YOUR GOAL:
In the entries that follow, say how many lines contain the string "DateTimeFormat". Give no other words.

BEGIN AVAILABLE DATA

PR #2738, opened 2023-01-30
Never include empty literals in simple editor view

### LINKED ISSUE #2737: Translation area is prefilled with {""} for terms
Example
https://pontoon.mozilla.org/mix/firefox-accounts/all-resources/?string=268239

The translation area shows `{ "" }`, although there are no matches whatsoever in MACHINERY.

eemeli:
Fixes #2737

### DIFF
--- a/translate/src/utils/message/getSimplePreview.test.js
+++ b/translate/src/utils/message/getSimplePreview.test.js
@@ -37,8 +37,15 @@ describe('getSimplePreview', () => {
     expect(res).toEqual('Avengers');
   });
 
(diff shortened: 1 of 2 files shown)


flodolo (approved):

mathjazz:
Messages like [this one](https://github.com/mozilla-l10n/pontoon-ftl/blob/master/en-US/demo.ftl#L102) are no longer represented as `{ "" }`. 

Instead, the text field and the source string element are empty.

That's expected as of this patch, right?

eemeli:
Yes, that's expected behaviour.

PR #2750, opened 2023-02-14
Fix date format in latest activity tooltip inconsistency with the rest of the app

### LINKED ISSUE #2611: Date format in Latest activity tooltip is inconsistent with the rest of the app
Screenshot 2022-08-19 at 15 05 51

We use the same format as in the Target Date column everywhere else (History Panel, Sync Log, Profile page, etc.).

To clarify: we should use "Aug 12, 2022" instead of "12 August 2022".

willianveiga:
Fixes #2611.

### DIFF
--- a/pontoon/base/static/js/table.js
+++ b/pontoon/base/static/js/table.js
@@ -9,22 +9,18 @@ $.expr[':'].containsi = function (a, i, m) {
 };
 
 /* Latest activity tooltip */
-var time_formatter = new Intl.DateTimeFormat('en-GB', {
+var date_formatter = new Intl.DateTimeFormat('en-US', {
+    day: 'numeric',
+    month: 'long',
+    year: 'numeric',
+  }),
+  time_formatter = new Intl.DateTimeFormat('en-GB', {
     hour: '2-digit',
     minute: '2-digit',
     second: '2-digit',
   }),
   timer = null,
-  delay = 500,
-  format_date = (date) => {
-    var date_formatter = new Intl.DateTimeFormat('en-GB', {
-        day: 'numeric',
-        month: 'short',
-        year: 'numeric',
-      }),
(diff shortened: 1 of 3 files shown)


pontoon/base/static/js/table.js
```diff
@@ -9,18 +9,22 @@ $.expr[':'].containsi = function (a, i, m) {
 };
 
 /* Latest activity tooltip */
-var date_formatter = new Intl.DateTimeFormat('en-GB', {
```
mathjazz, line 12: I'd just replace `en-GB` with `en-US` here and leave everything else as it is on master.

I'd even keep `month: 'long'`, because the space is not limited. But to be consistent, we then also need to set `month` value to `long` in `shortDateFormat` in pontoon/contributors/static/js/profile.js.

mathjazz (commented):
Thanks for the patch!

Please see my in-line comment - I think we can fix the bug with much smaller changeset.

mathjazz:
I just realized we also need to replace `en-GB` with `en-US` in pontoon/teams/static/js/bugzilla.js.

willianveiga:
Thanks, @mathjazz.

Do we want to change `en-GB` to `en-US` [here](https://github.com/mozilla/pontoon/pull/2750/files#diff-79b6a0398959ea93fb1e1c5c9028bdfbca94d1e7d2d884a9ab3e4024e89add95L17) as well?

mathjazz:
The current patch looks good!

> Do we want to change `en-GB` to `en-US` [here](https://github.com/mozilla/pontoon/pull/2750/files#diff-79b6a0398959ea93fb1e1c5c9028bdfbca94d1e7d2d884a9ab3e4024e89add95L17) as well?

Nice catch, let's do that and we're good!

mathjazz (approved):
Nice work!

PR #2754, opened 2023-02-15
Update JS dependencies

eemeli:
Refresh the lockfile & update rollup v2 -> v3, along with its plugins. `rollup-plugin-terser` is dropped as it's unused -- the minification is actually done by the server calling `terser` directly.


mathjazz (approved):
LGTM

PR #2756, opened 2023-02-16
Only exclude system users from contributor dashboards and permissions selectors

mathjazz:
This PR returns system users to the Authors filters in translate view.

I've also added a couple of minor tweaks to user role handling.

### DIFF
--- a/pontoon/base/tests/managers/test_user.py
+++ b/pontoon/base/tests/managers/test_user.py
@@ -5,8 +5,6 @@ from django.db.models import Q
 from pontoon.base.utils import aware_datetime
 from pontoon.contributors.utils import users_with_translations_counts
 
-from django.contrib.auth.models import User
-
 from pontoon.test.factories import (
     EntityFactory,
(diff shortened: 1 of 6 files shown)


pontoon/base/tests/managers/test_user.py
```diff
@@ -325,22 +323,3 @@ def test_mgr_user_query_args_filtering(
     assert top_contribs[0].translations_approved_count == 11
     assert top_contribs[0].translations_rejected_count == 0
     assert top_contribs[0].translations_unapproved_count == 3
-
-
-@pytest.mark.django_db
-def test_mgr_system_user_contributors_excluded(
```
eemeli, line 331: Why is this test being dropped, and why are no tests added for the changes made here?

mathjazz: This test is no longer relevant, because we no longer exclude system users in that method.

But good point, I should add some test.

eemeli (approved):

PR #2759, opened 2023-02-16
Set refs correctly in EditAccesskey

### LINKED ISSUE #2758: UI is broken with label and accesskey
https://pontoon.mozilla.org/id/firefox/browser/browser/browser.ftl/?search=urlbar-result-menu-learn-more&string=274827

Try to edit the accesskey, the label will be replaced. Even clicking the button character will replace the label.

Please treat this as P1, as errors are starting to come in :-(

eemeli:
Fixes #2758

### DIFF
--- a/translate/src/context/Editor.tsx
+++ b/translate/src/context/Editor.tsx
@@ -101,7 +101,9 @@ export type EditorData = Readonly<{
   entry: MessageEntry;
 
   /** Editor input components */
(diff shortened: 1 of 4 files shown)


mathjazz (approved):
Confirming the problem can no longer be reproduced.

Can we test this somehow so we won't hit the same problem again?

eemeli:
> Can we test this somehow so we won't hit the same problem again?

Not easily with our current solution. Filed a follow-up issue to make it easier going forward.

PR #2762, opened 2023-02-16
Show "All contributions" by default when accessing own profile

### LINKED ISSUE #2624: Show "All contributions" by default when accessing own profile
We currently use "Suggestions and reviews" as the default contribution type filter on the profile page. That allows managers, admins and also external users (e.g. employers) to get a quick overview over user's own activity right after the page is loaded.

But when the user is looking at their own profile, they are more likely interested in "All contributions", which also includes activity of other users on their translations (received reviews).

Such page has a potential to be used as the user homepage, because it aggregates all recent activity relevant for the user in one place.

willianveiga:
Fixes #2624.

### DIFF
--- a/pontoon/contributors/templates/contributors/profile.html
+++ b/pontoon/contributors/templates/contributors/profile.html
@@ -288,7 +288,7 @@
                     <div class="type-selector controls select">
                         <div class="button selector">
                             <div class="value">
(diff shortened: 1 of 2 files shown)


mathjazz:
Thanks for the patch!

The title, selector and timeline are updated as expected, but the contribution-graph (GitHub-style calendar) is not.

mathjazz (approved):
Very well done! 👍

PR #2765, opened 2023-02-20
Do not mark translations of DB projects as needing sync

### LINKED ISSUE #2620: Do not mark translations of DB projects as needing sync
When a translation status changes in a way that requires sync, we store it into a `ChangedEntityLocale` table.

We currently do that for all projects, but we should only do it for projects that are synced (i.e. use code repository as their store instead of internal pontoon DB, like Terminology and Tutorial projects).

willianveiga:
Fixes #2620.


pontoon/base/migrations/0040_remove_changed_entity_locale_entries_for_repository_projects.py
```diff
@@ -0,0 +1,25 @@
+# Generated by Django 3.2.15 on 2023-02-23 16:02
+from django.db import migrations
+from pontoon.base.models import Project, Resource, Entity, ChangedEntityLocale
+
+
+def remove_changed_entity_locale_entries_for_repository_projects(apps, schema_editor):
+    projects = Project.objects.filter(data_source=Project.DataSource.DATABASE)
+    resources = Resource.objects.filter(project__in=projects)
+    entities = Entity.objects.filter(resource__in=resources)
+    ChangedEntityLocale.objects.filter(entity__in=entities).delete()
```
mathjazz, line 10: You can [follow relationship](https://docs.djangoproject.com/en/4.1/topics/db/queries/#lookups-that-span-relationships) in QuerySet lookups:

```python
ChangedEntityLocale.objects.filter(
    entity__resource__project__data_source=Project.DataSource.DATABASE
).delete()
```

mathjazz (commented):
Very nice work! Love the test!

Just one stylistic suggestion, other than that this is good to go.

pontoon/base/migrations/0040_remove_changed_entity_locale_entries_for_repository_projects.py
```diff
@@ -0,0 +1,24 @@
...
+
+    initial = True
+
+    dependencies = [
+        ("base", "0039_mark_system_users"),
+    ]
+
+    operations = [
+        migrations.RunPython(
+            code=remove_changed_entity_locale_entries_for_repository_projects,
```
mathjazz, line 22: Sorry just realized that we should add a reverse_code here, [noop](https://docs.djangoproject.com/en/4.1/ref/migration-operations/#django.db.migrations.operations.RunPython.noop) is fine.

See migration [`0023_fuzzy_to_missing.py`](https://github.com/mozilla/pontoon/blob/1ae0a58ad0537eb35d80393187202fd523df8bec/pontoon/base/migrations/0027_keep_pretranslation_enabled.py) for example.

mathjazz:
@willianveiga I've tested the patch and it works as expected.

There are however a few places where we create `ChangedEntityLocale` objects in batch:
* https://github.com/mozilla/pontoon/blob/master/pontoon/base/utils.py#L431
* https://github.com/mozilla/pontoon/blob/master/pontoon/batch/views.py#L29
* https://github.com/mozilla/pontoon/blob/master/pontoon/pretranslation/tasks.py#L172

The first is not in use for DB projects, because it handles file uploads, but the 2nd and the 3rd are, so they need to ignore entities belonging to DB projects.

Also, we should centralize this code with a single `ChangedEntityLocale.objects.bulk_mark_changed()` [custom manager](https://docs.djangoproject.com/en/4.1/topics/db/managers/#custom-managers), but we can also do that in a followup patch.

pontoon/pretranslation/tasks.py
```diff
@@ -173,6 +173,9 @@ def pretranslate(self, project_pk, locales=None, entities=None):
     changed_entities = {}
     existing = ChangedEntityLocale.objects.values_list("entity", "locale").distinct()
     for t in translations:
+        if t.entity.resource.project.data_source == Project.DataSource.DATABASE:
```
mathjazz, line 176: We should add project to the [`prefetch_related()`](https://docs.djangoproject.com/en/4.1/ref/models/querysets/#prefetch-related) call [above](https://github.com/mozilla/pontoon/blob/f3727dd6afe8d621d61d2a4311818d5781dc517d/pontoon/pretranslation/tasks.py#L68), which will retrieve project data from the DB in one call, instead of doing that for each translation separately. DB queries are slow, so we should reduce them.

Note that you can simply replace `resource` with `resource__project` in the call above.

pontoon/batch/views.py
```diff
@@ -31,6 +31,9 @@ def mark_changed_translation(changed_entities, locale):
     changed_entities_array = []
     existing = ChangedEntityLocale.objects.values_list("entity", "locale").distinct()
     for changed_entity in changed_entities:
+        if changed_entity.resource.project.data_source == Project.DataSource.DATABASE:
```
mathjazz, line 34: Same as below, let's make sure we don't query the DB for each translation by prefetching project data here:
https://github.com/mozilla/pontoon/blob/f3727dd6afe8d621d61d2a4311818d5781dc517d/pontoon/batch/utils.py#L37

mathjazz (approved):
Nicely done! Thanks for the patch and sorry again for the back and forth in the review process.

PR #2770, opened 2023-02-25
CC requester to the email sent when requesting a new project

### LINKED ISSUE #2769: CC requester to the email sent when requesting a new project
Hopefully that will reduce the number of duplicate requests we receive.

willianveiga:
Fixes #2769.

### DIFF
--- a/pontoon/teams/views.py
+++ b/pontoon/teams/views.py
@@ -270,17 +270,18 @@ def request_item(request, locale=None):
     if settings.PROJECT_MANAGERS[0] != "":
         template = get_template("teams/email_request_item.jinja")
         mail_body = template.render(payload)
-        cc = set(
-            list(locale.managers_group.user_set.values_list("email", flat=True))
-            + [user.contact_email()]
-        )
+        cc = {user.contact_email()}
+        if locale:
+            cc.update(
+                set(locale.managers_group.user_set.values_list("email", flat=True))
+            )
 
         EmailMessage(
             subject=mail_subject,
             body=mail_body,
             from_email=settings.LOCALE_REQUEST_FROM_EMAIL,
             to=settings.PROJECT_MANAGERS,
-            cc=cc if locale else "",
+            cc=cc,
             reply_to=[user.contact_email()],
         ).send()
     else:
--- a/pontoon/teams/views.py
+++ b/pontoon/teams/views.py
@@ -270,10 +270,10 @@ def request_item(request, locale=None):
     if settings.PROJECT_MANAGERS[0] != "":
         template = get_template("teams/email_request_item.jinja")
         mail_body = template.render(payload)
-
-        cc = list(locale.managers_group.user_set.values_list("email", flat=True))
-        if user.profile.contact_email:
-            cc = set(cc + [user.profile.contact_email])
+        cc = set(
+            list(locale.managers_group.user_set.values_list("email", flat=True))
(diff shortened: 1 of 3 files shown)


pontoon/teams/views.py
```diff
@@ -276,9 +276,12 @@ def request_item(request, locale=None):
...
             from_email=settings.LOCALE_REQUEST_FROM_EMAIL,
             to=settings.PROJECT_MANAGERS,
-            cc=locale.managers_group.user_set.exclude(pk=user.pk).values_list(
-                "email", flat=True
+            cc=list(
+                locale.managers_group.user_set.exclude(pk=user.pk).values_list(
+                    "email", flat=True
+                )
             )
+            + [user.email]
```
mathjazz, line 284: We should use contact email address here if it is set.

pontoon/teams/views.py
```diff
@@ -276,9 +276,12 @@ def request_item(request, locale=None):
             body=mail_body,
             from_email=settings.LOCALE_REQUEST_FROM_EMAIL,
             to=settings.PROJECT_MANAGERS,
-            cc=locale.managers_group.user_set.exclude(pk=user.pk).values_list(
-                "email", flat=True
+            cc=list(
+                locale.managers_group.user_set.exclude(pk=user.pk).values_list(
```
mathjazz, line 280: We no longer need to exclude the person that makes the request.

pontoon/teams/views.py
```diff
@@ -276,9 +276,12 @@ def request_item(request, locale=None):
             body=mail_body,
             from_email=settings.LOCALE_REQUEST_FROM_EMAIL,
             to=settings.PROJECT_MANAGERS,
-            cc=locale.managers_group.user_set.exclude(pk=user.pk).values_list(
-                "email", flat=True
+            cc=list(
```
mathjazz, line 279: It's possible that the person that makes the request is also a locale manager, in which case we'll list their email address twice. Let's prevent this by wrapping the entire value of `cc` in `set()`.

mathjazz (commented):
Nice work! Left a few suggestions for improvements, nothing major.

pontoon/teams/views.py
```diff
@@ -271,16 +271,16 @@ def request_item(request, locale=None):
         template = get_template("teams/email_request_item.jinja")
         mail_body = template.render(payload)
 
+        cc = list(locale.managers_group.user_set.values_list("email", flat=True))
+        if user.profile.contact_email:
+            cc = set(cc + [user.profile.contact_email])
```
mathjazz, line 276: We should CC the user that has made the request even if their `contact_email` address is not set.

pontoon/teams/views.py
```diff
@@ -270,18 +270,18 @@ def request_item(request, locale=None):
...
         EmailMessage(
             subject=mail_subject,
             body=mail_body,
             from_email=settings.LOCALE_REQUEST_FROM_EMAIL,
             to=settings.PROJECT_MANAGERS,
-            cc=locale.managers_group.user_set.exclude(pk=user.pk).values_list(
-                "email", flat=True
-            )
-            if locale
-            else "",
```
mathjazz, line 283: Have you removed this check intentionally? I think we should keep it around to support the "New locale" requests.

mathjazz (approved):
Great work! 👍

END AVAILABLE DATA

REPLY TO THE EXERCISE:
5